Stuttering Chinese word segmentation using learning (Python)

Source: Internet
Author: User

Chinese word breaker tool: stuttering participle
GitHub Address: Https://github.com/fxsjy/jieba

Word breaker function
    1. Exact mode (default): Try to cut the sentence most precisely, suitable for text analysis;
    2. Full mode, the sentence all can be the word words are scanned out, but can not solve the ambiguity;
    3. Search engine mode, on the basis of accurate mode, the long word again segmentation, improve the recall rate, this method is suitable for search engine construction Inverted index of word segmentation, granularity is relatively thin.

      Note : The structure returned byJieba.cut and Jieba.cut_for_search is an iterative generator, not a list of lists.

Example code 1
#!/usr/bin/env python#-*-Coding:utf-8-*-"" "function: Stuttering word test, basic participle function time: May 21, 2016 15:44:24 " ""ImportJieba# participle ModeSEG = Jieba.cut ("This is a book on information retrieval.", cut_all=True)# Cut_all=true, full modePrintU "full mode word breaker:"+"/ ". Join (SEG)) seg = Jieba.cut ("This is a book on information retrieval.", cut_all=False)# Cut_all=false, precision modePrintu "exact mode participle:"+"/ ". Join (SEG)) seg = Jieba.cut ("He came to NetEase hang research building.")# Default is exact modePrint", ". Join (SEG)) seg = Jieba.cut_for_search ("Xiaoming graduated from the Institute of Chinese Academy of Sciences, after studying at Kyoto University in Japan")# search engine modePrint", ". Join (SEG))
Add a custom dictionary

usage : jieba.load_userdict (file_name)
file_name path to a file class object or a custom dictionary
dictionary format : One word occupies a line; each line is divided into three parts: words, Word frequency (can be omitted), part of speech (can be omitted), separated by a space, the order can not be reversed.
Dictionary Example :

523i3300332000
Example code 2
#!/usr/bin/env python# -*- coding: utf-8 -*-"""功能:结巴分词测试,添加词典时间:2016年5月21日 15:44:24"""import jieba# 添加自定义词典jieba.load_userdict("userdic.txt")seg = jieba.cut("这是一本关于信息检索的书")print"/ ".join(seg)if"__main__":    pass
Pos Labeling

Used with Ictclas (NLPIR) compatible labeling method.

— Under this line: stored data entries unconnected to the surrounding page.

PR #831, opened 2025-01-08
[Tree Node Renderer]: Filter button visibility fix

MartynasStrazdas:
Closes https://github.com/iTwin/viewer-components-react/issues/1117

https://github.com/user-attachments/assets/528a1ee2-c5a7-42ee-b322-c2af697bd456

Still need to check if visibility button also causes the same bug.

### DIFF
--- a/.changeset/pink-paws-refuse.md
+++ b/.changeset/pink-paws-refuse.md
@@ -1,0 +1,5 @@
+---
+"@itwin/presentation-hierarchies-react": patch
+---
+
+Clicking on tree node buttons now visually show focus on node.
--- a/packages/hierarchies-react/src/presentation-hierarchies-react/itwinui/TreeNodeRenderer.css
+++ b/packages/hierarchies-react/src/presentation-hierarchies-react/itwinui/TreeNodeRenderer.css
@@ -17,6 +17,12 @@
   visibility: visible;
 }
 
+.stateless-tree-node:focus-within {
+  outline: 1px solid var(--iui-color-border-accent);
+  outline-offset: -1px;
+  border-radius: var(--iui-border-radius-1);
+}
+
 .stateless-tree-node-small-spinner {
   height: var(--iui-size-s);
   width: var(--iui-size-s);
--- a/packages/hierarchies-react/src/presentation-hierarchies-react/itwinui/TreeNodeRenderer.tsx
+++ b/packages/hierarchies-react/src/presentation-hierarchies-react/itwinui/TreeNodeRenderer.tsx
@@ -101,9 +101,6 @@ export const TreeNodeRenderer: React.ForwardRefExoticComponent<TreeNodeRendererP
           onExpanded={(_, isExpanded) => {
             expandNode(node.id, isExpanded);
           }}
-          expanderProps={{
-            onMouseDown: (e) => e.preventDefault(),
-          }}
           icon={getIcon ? getIcon(node) : undefined}
           label={getLabel ? getLabel(node) : node.label}
           sublabel={getSublabel ? getSublabel(node) : undefined}
--- a/packages/hierarchies-react/src/presentation-hierarchies-react/itwinui/TreeNodeRenderer.tsx
+++ b/packages/hierarchies-react/src/presentation-hierarchies-react/itwinui/TreeNodeRenderer.tsx
@@ -101,6 +101,9 @@ export const TreeNodeRenderer: React.ForwardRefExoticComponent<TreeNodeRendererP
           onExpanded={(_, isExpanded) => {
             expandNode(node.id, isExpanded);
           }}
+          expanderProps={{
+            onMouseDown: (e) => e.preventDefault(),
+          }}
           icon={getIcon ? getIcon(node) : undefined}
           label={getLabel ? getLabel(node) : node.label}
           sublabel={getSublabel ? getSublabel(node) : undefined}


grigasp (commented):
needs a change file

saskliutas:
Not sure if it's an issue but in previous version you could expand node and then continue navigating tree using keyboard arrows. With current implementation that is not a case.

MartynasStrazdas:
> Not sure if it's an issue but in previous version you could expand node and then continue navigating tree using keyboard arrows. With current implementation that is not a case.

If you mean by clicking the expand with mouse and then using keys, then it seems it would not be posible with this implementation, but using keys to expand the node and continuing to use them is still good.

saskliutas:
> > Not sure if it's an issue but in previous version you could expand node and then continue navigating tree using keyboard arrows. With current implementation that is not a case.
> 
> If you mean by clicking the expand with mouse and then using keys, then it seems it would not be posible with this implementation, but using keys to expand the node and continuing to use them is still good.

Yes I am talking about expanding node using mouse and then continue with arrow keys.

grigasp:
> > > Not sure if it's an issue but in previous version you could expand node and then continue navigating tree using keyboard arrows. With current implementation that is not a case.
> > 
> > 
> > If you mean by clicking the expand with mouse and then using keys, then it seems it would not be posible with this implementation, but using keys to expand the node and continuing to use them is still good.
> 
> Yes I am talking about expanding node using mouse and then continue with arrow keys.

I agree - clicking on the expander should focus the node the expander is on. That should also take care of the issue (visible in the demo) where filtering button doesn't go away when expanding child nodes.

MartynasStrazdas:
> > > > Not sure if it's an issue but in previous version you could expand node and then continue navigating tree using keyboard arrows. With current implementation that is not a case.
> > > 
> > > 
> > > If you mean by clicking the expand with mouse and then using keys, then it seems it would not be posible with this implementation, but using keys to expand the node and continuing to use them is still good.
> > 
> > 
> > Yes I am talking about expanding node using mouse and then continue with arrow keys.
> 
> I agree - clicking on the expander should probably focus the node the expander is on, or expander itself. That should also take care of the issue (visible in the demo) where filtering button doesn't go away when expanding child nodes.

Originally the click on expander would focus it, which would mean we'd still have the issue of filter button being visible after expander click.

grigasp:
> > > > > Not sure if it's an issue but in previous version you could expand node and then continue navigating tree using keyboard arrows. With current implementation that is not a case.
> > > > 
> > > > 
> > > > If you mean by clicking the expand with mouse and then using keys, then it seems it would not be posible with this implementation, but using keys to expand the node and continuing to use them is still good.
> > > 
> > > 
> > > Yes I am talking about expanding node using mouse and then continue with arrow keys.
> > 
> > 
> > I agree - clicking on the expander should probably focus the node the expander is on, or expander itself. That should also take care of the issue (visible in the demo) where filtering button doesn't go away when expanding child nodes.
> 
> Originally the click on expander would focus it, which would mean we'd still have the issue of filter button being visible after expander click.

Could we show the filtering button when the focus is **within** the node rather than **directly on** the node?

MartynasStrazdas:
> > > > > > Not sure if it's an issue but in previous version you could expand node and then continue navigating tree using keyboard arrows. With current implementation that is not a case.
> > > > > 
> > > > > 
> > > > > If you mean by clicking the expand with mouse and then using keys, then it seems it would not be posible with this implementation, but using keys to expand the node and continuing to use them is still good.
> > > > 
> > > > 
> > > > Yes I am talking about expanding node using mouse and then continue with arrow keys.
> > > 
> > > 
> > > I agree - clicking on the expander should probably focus the node the expander is on, or expander itself. That should also take care of the issue (visible in the demo) where filtering button doesn't go away when expanding child nodes.
> > 
> > 
> > Originally the click on expander would focus it, which would mean we'd still have the issue of filter button being visible after expander click.
> 
> Could we show the filtering button when the focus is **within** the node rather than **directly on** the node?

That how it originally works, thats why clicking on expander kept the filter even when hovering on other nodes.

grigasp:
> > > > > > > Not sure if it's an issue but in previous version you could expand node and then continue navigating tree using keyboard arrows. With current implementation that is not a case.
> > > > > > 
> > > > > > 
> > > > > > If you mean by clicking the expand with mouse and then using keys, then it seems it would not be posible with this implementation, but using keys to expand the node and continuing to use them is still good.
> > > > > 
> > > > > 
> > > > > Yes I am talking about expanding node using mouse and then continue with arrow keys.
> > > > 
> > > > 
> > > > I agree - clicking on the expander should probably focus the node the expander is on, or expander itself. That should also take care of the issue (visible in the demo) where filtering button doesn't go away when expanding child nodes.
> > > 
> > > 
> > > Originally the click on expander would focus it, which would mean we'd still have the issue of filter button being visible after expander click.
> > 
> > 
> > Could we show the filtering button when the focus is **within** the node rather than **directly on** the node?
> 
> That how it originally works, thats why clicking on expander kept the filter even when hovering on other nodes.

LOL, yeah, you're right, we're back to the original issue.

I clicked around the "Source Control" tree in VSCode. The tree has similar stuff to ours: expanders, action buttons, keyboard navigation, etc. And I think it's pretty intuitive to use, so we should try to make ours similar. Here's what I think is needed:

1. Make expander non-focusable at all. When user clicks on it, the whole node should get focused.
2. When a node is focused, it should always have an outline. **This is the key to this issue.** It solves two problems that our tree currently has:
   - It's not clear why the filtering button is visible, because focused node has no outline.
   - It's not clear what'll happen when user starts keyboard navigation, because it's not clear what's focused. 

Can we do that?

grigasp:
> Maybe we should to get in touch with iTwinUI team regarding missing outline when node becomes focused after expander is clicked?

I think you're better suited to decide whether it's a bug in iTwinUI or something that should be implemented on our end. Contacting them and asking what they thing seems reasonable.

MartynasStrazdas:
> > Maybe we should to get in touch with iTwinUI team regarding missing outline when node becomes focused after expander is clicked?
> 
> I think you're better suited to decide whether it's a bug in iTwinUI or something that should be implemented on our end. Contacting them and asking what they think seems reasonable.

Tried the solution provided by ItwinUI with some tweaks, this solution would still be affected by the double border (like we see with multi select). This would be a css only solution.

https://github.com/user-attachments/assets/7f795d6e-b87d-46dd-b48b-6e52879a03c2

@grigasp @saskliutas

grigasp:
> > > Maybe we should to get in touch with iTwinUI team regarding missing outline when node becomes focused after expander is clicked?
> > 
> > 
> > I think you're better suited to decide whether it's a bug in iTwinUI or something that should be implemented on our end. Contacting them and asking what they think seems reasonable.
> 
> Tried the solution provided by ItwinUI with some tweaks, this solution would still be affected by the double border (like we see with multi select). This would be a css only solution.
> 
> @grigasp @saskliutas

LGTM

saskliutas:
> > > Maybe we should to get in touch with iTwinUI team regarding missing outline when node becomes focused after expander is clicked?
> > 
> > 
> > I think you're better suited to decide whether it's a bug in iTwinUI or something that should be implemented on our end. Contacting them and asking what they think seems reasonable.
> 
> Tried the solution provided by ItwinUI with some tweaks, this solution would still be affected by the double border (like we see with multi select). This would be a css only solution.
> 
>  navigation.mp4 
> @grigasp @saskliutas

Much better.

grigasp (changes requested):
Need a change file

grigasp (approved):

Issue #815, opened 2024-12-18
[hierarchies-react]: Add ability to disable filter button render on hover


saskliutas:
There might be use cases where hierarchy level limit is reached rarely and in those cases showing filter button on hover might by undesirable. For those cases we should add a simple way to disable filter button render on hover. 

It would still be possible to apply filter through info node if hierarchy level limit is exceeded. If filter is applied `Clear` and `Filter` should be rendered regardless.

MartynasStrazdas:
Perhaps we could allow user to choose to disable button-based filtering, leave it on hover or allow display of all filter buttons?

grigasp:
> Perhaps we could allow user to choose to disable button-based filtering, leave it on hover or allow display of all filter buttons?

By "user" you mean "consumer", right?

Also, just to confirm, are you suggesting that we provide 3 options: "no filtering buttons", "show filtering buttons on hover", "always show filtering buttons"?

MartynasStrazdas:
> > Perhaps we could allow user to choose to disable button-based filtering, leave it on hover or allow display of all filter buttons?
> 
> By "user" you mean "consumer", right?
> 
> Also, just to confirm, are you suggesting that we provide 3 options: "no filtering buttons", "show filtering buttons on hover", "always show filtering buttons"?

Yes and yes.

grigasp:
> > > Perhaps we could allow user to choose to disable button-based filtering, leave it on hover or allow display of all filter buttons?
> > 
> > 
> > By "user" you mean "consumer", right?
> > Also, just to confirm, are you suggesting that we provide 3 options: "no filtering buttons", "show filtering buttons on hover", "always show filtering buttons"?
> 
> Yes and yes.

I can't think of a reason anyone would want to see those buttons all the time. But I guess to future-proof ourselves we could use a string union prop rather than a boolean for this. Initially that could be `"hide" | "show-on-hover"`, and if there's a need, we could add `| "show-always"` in the future. What do you think?

saskliutas:
> > > > Perhaps we could allow user to choose to disable button-based filtering, leave it on hover or allow display of all filter buttons?
> > > 
> > > 
> > > By "user" you mean "consumer", right?
> > > Also, just to confirm, are you suggesting that we provide 3 options: "no filtering buttons", "show filtering buttons on hover", "always show filtering buttons"?
> > 
> > 
> > Yes and yes.
> 
[...]

PR #840, opened 2025-01-16
Add option to disable button based filtering

MartynasStrazdas:
closes https://github.com/iTwin/presentation/issues/815

Demo:
https://github.com/user-attachments/assets/5813eb99-5c30-4c1e-9732-5529b12372f2

### DIFF
--- a/.changeset/little-vans-sell.md
+++ b/.changeset/little-vans-sell.md
@@ -2,4 +2,4 @@
 "@itwin/presentation-hierarchies-react": minor
 ---
 
-Added `disableFiltering` to `treeNodeRenderer`, which when set to true hides filter buttons, defaults to false.
+Added `filterButtonsVisibility` to `treeNodeRenderer`, which when set to `hide` hides filter buttons, defaults to `show-on-hover`.
--- a/.changeset/little-vans-sell.md
+++ b/.changeset/little-vans-sell.md
@@ -2,4 +2,6 @@
 "@itwin/presentation-hierarchies-react": minor
 ---
 
-Added `filterButtonsVisibility` to `treeNodeRenderer`, which when set to `hide` hides filter buttons, defaults to `show-on-hover`.
+Added `filterButtonsVisibility` to `treeNodeRenderer`. Which allows configuring filter buttons visibility for the whole tree.
+    `show-on-hover` - default value, shows filter buttons on node hover or focus.
+    `hide` - hides filter buttons on focus and hover, but will continue to show buttons on nodes in which filter is applied. Reaching hierarchy limit will continue to provide a way to filter nodes.
--- a/.changeset/little-vans-sell.md
+++ b/.changeset/little-vans-sell.md
@@ -3,5 +3,6 @@
 ---
 
 Added `filterButtonsVisibility` to `treeNodeRenderer`. Which allows configuring filter buttons visibility for the whole tree.
-    `show-on-hover` - default value, shows filter buttons on node hover or focus.
-    `hide` - hides filter buttons on focus and hover, but will continue to show buttons on nodes in which filter is applied. Reaching hierarchy limit will continue to provide a way to filter nodes.
+
+- `show-on-hover` - default value, shows filter buttons on node hover or focus.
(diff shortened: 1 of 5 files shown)


packages/hierarchies-react/src/presentation-hierarchies-react/itwinui/TreeNodeRenderer.tsx
```diff
@@ -39,6 +39,8 @@ interface TreeNodeRendererOwnProps {
   actionButtonsClassName?: string;
   /** Tree node size. Should match the size passed to `TreeRenderer` component. */
   size?: "default" | "small";
+  /** Disables button-based filtering and hides filter buttons. Defaults to `false`*/
+  disableFiltering?: boolean;
```
saskliutas, line 43: I think as suggested in the issue it would be better to use string literal union instead of boolean. Something like `filterButtonStyleType?: "show-on-hover" | "hide"`.

saskliutas (changes requested):

packages/hierarchies-react/src/presentation-hierarchies-react/itwinui/TreeNodeRenderer.tsx
MartynasStrazdas: was unsure about that, changed.

saskliutas (approved):

packages/hierarchies-react/src/presentation-hierarchies-react/itwinui/TreeNodeRenderer.tsx
```diff
@@ -39,6 +39,8 @@ interface TreeNodeRendererOwnProps {
   actionButtonsClassName?: string;
   /** Tree node size. Should match the size passed to `TreeRenderer` component. */
   size?: "default" | "small";
+  /** Configures filter buttons visibility. Defaults to `show-on-hover`*/
```
grigasp, line 42: I think we could do better with the docs - explain in more detail what each option means. Things worth mentioning:
- setting to `hide` will still show the buttons if the node is filtered,
- setting to `show-on-hover` will also show on focus.

Similarly, I'd like a more detailed explanation in the changeset file.

packages/hierarchies-react/src/test/itwinui/Tree.test.tsx
```diff
@@ -353,6 +353,25 @@ describe("Tree", () => {
     expect(onFilterClick).to.be.calledOnceWith(hierarchyLevelDetails);
   });
 
+  it("renders filter button when filter buttons are hiden, but node is filtered", async () => {
```
grigasp, line 356:
```suggestion
  it("renders filter button when filter buttons are hidden, but node is filtered", async () => {
```

.changeset/little-vans-sell.md
```diff
@@ -0,0 +1,5 @@
+---
+"@itwin/presentation-hierarchies-react": minor
+---
+
+Added `filterButtonsVisibility` to `treeNodeRenderer`, which when set to `hide` hides filter buttons, defaults to `show-on-hover`.
```
grigasp, line 5: I'd change this to:

```md
Added a `filterButtonsVisibility` prop to control filtering action buttons' display in trees and tree nodes:
  
  <explain available options (see the other comment about docs)>
```

packages/hierarchies-react/src/presentation-hierarchies-react/itwinui/TreeNodeRenderer.tsx
MartynasStrazdas: Changed documentation.

.changeset/little-vans-sell.md
MartynasStrazdas: Changed change log.

MartynasStrazdas: 3rd time's the charm

packages/hierarchies-react/src/presentation-hierarchies-react/itwinui/TreeNodeRenderer.tsx
MartynasStrazdas: 3rd time's the charm. Changed

grigasp (approved):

words = pseg.cut("这是一本关于信息检索的书")forwordinwords:    print (‘%s %s‘ % (word, flag))

Note: Under Anaconda python, the above print error mode is temporarily unknown.

other
    1. Support Traditional participle
    2. Keyword extraction
    3. Parallel participle
    4. Returns the beginning and end of a word in the original

Reference documents
Official Note: Https://github.com/fxsjy/jieba
Other: 1190000004061791

Stuttering Chinese word segmentation using learning (Python)

Contact Us

The content source of this page is from Internet, which doesn't represent Alibaba Cloud's opinion; products and services mentioned on that page don't have any relationship with Alibaba Cloud. If the content of the page makes you feel confusing, please write us an email, we will handle the problem within 5 days after receiving your email.

If you find any instances of plagiarism from the community, please send an email to: info-contact@alibabacloud.com and provide relevant evidence. A staff member will contact you within 5 working days.

A Free Trial That Lets You Build Big!

Start building with 50+ products and up to 12 months usage for Elastic Compute Service

  • Sales Support

    1 on 1 presale consultation

  • After-Sales Support

    24/7 Technical Support 6 Free Tickets per Quarter Faster Response

  • Alibaba Cloud offers highly flexible support services tailored to meet your exact needs.